This is my work tool, which I use to take screenshots of some news sites.
Feel free to check out this pretty link https://developer.chrome.com/docs/extensions/mv3/getstarted/
The rules are stored in /rules/
directory and are named after window.location.hostname
.
somesite.com.js
should look like this:
rules = [
{
sel: "here is your CSS selector (https://www.w3schools.com/cssref/css_selectors.asp)",
func: "deleteAll", // | "deleteFirst" | "deleteChildren" | "deleteParent" | "css" | "custom"
params: {
"fn": (selector, kwargs) => {
console.log("In case of custom function other params of rule will be passed to it as object 'kwargs'")
},
"any-css-parameter": "for-example"
}
},
...
]
Killer-feature is that you can use wildcard in your selectors (with ids and classes).

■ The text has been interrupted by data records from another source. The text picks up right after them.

Issue #200, opened 2018-01-20
of_sub_string etc


cfcs:
We currently have these functions for initializing a new Cstruct:
```ocaml
  val Cstruct.of_bigarray ?off:int -> ?len:int -> buffer -> t
```
and
```ocaml
  val Cstruct.of_string ?allocator:(int -> t) -> string -> t
  val Cstruct.of_bytes ?allocator:(int -> t) -> bytes -> t
  val Cstruct.of_hex string -> t
```
It would be nice, and would seem more consistent, if it would be possible to construct a `Cstruct.t` directly from a slice of a `string`/`bytes` (like you can with `of_bigarray`) instead of having to first do a `String.sub`/`Bytes.sub` (which means a redundant memcpy operation) before the copy into the new `Cstruct.t`.

Also, why is there no `?allocator` for `of_bigarray`? Is that because it doesn't actually copy, but maps to the same memory? If so, that should probably be documented?

XVilka:
@cfcs slicing was added, can this one be closed then?

cfcs:
Yes, thanks!

cfcs:
(I guess the `?allocator` question is still relevant, but I have forgotten why I cared when I reported this)

PR #208, opened 2018-08-30
Add offset and length for of_string/of_bytes

XVilka:
Added for improving parsing performance, reducing the need of string/bytes copy.
See https://github.com/mirage/ocaml-cstruct/issues/200


avsm:
This also lgtm

lib/cstruct.mli
```diff
@@ -214,13 +214,15 @@ val create_unsafe : int -> t
     to leak sensitive information.
 *)
 
-val of_string: ?allocator:(int -> t) -> string -> t
-(** [of_string ~allocator str] is the cstruct representation of [str],
+val of_string: ?allocator:(int -> t) -> ?off:int -> ?len:int -> string -> t
+(** [of_string ~allocator ~off ~len str] is the cstruct representation of [str]
+    slice located at [off] offset and of [len] length,
```
avsm: Not directly relevant to this PR, but it may be worth explicitly clarifying that the memory is copied here, and there is no sharing between the fresh cstruct and the string or bytes.

XVilka:
It is green, failures seems related only to the network connectivity.

Issue #206, opened 2018-08-30
Support bi-endian struct definitions


XVilka:
Currently Cstruct allows to declare either big-endian or little-endian structures with corresponding getters and setters. Would be really handy to support also `[@@bi-endian]` attribute to generate both. Or maybe any better way for structures that can handle both endians.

This script will fix it.
For example .class-*-name
will be converted to [class^="class-"][class$="-name"]
.
So your rules will remain well readable.
Really, I shouldn't have to. And I'm really sorry. I used to use script in wonderful User JavaScript and CSS by Dmitry Novikov. Other tools didn't meet my requirements (obviously blah-blah-blah)
But I just needed an easy way to share my tool with colleagues.
Contributions are highly acceptable and very welcome. We have a lot of sites without rules and we want them to look better on screenshots. Even if the news doesn't age very well.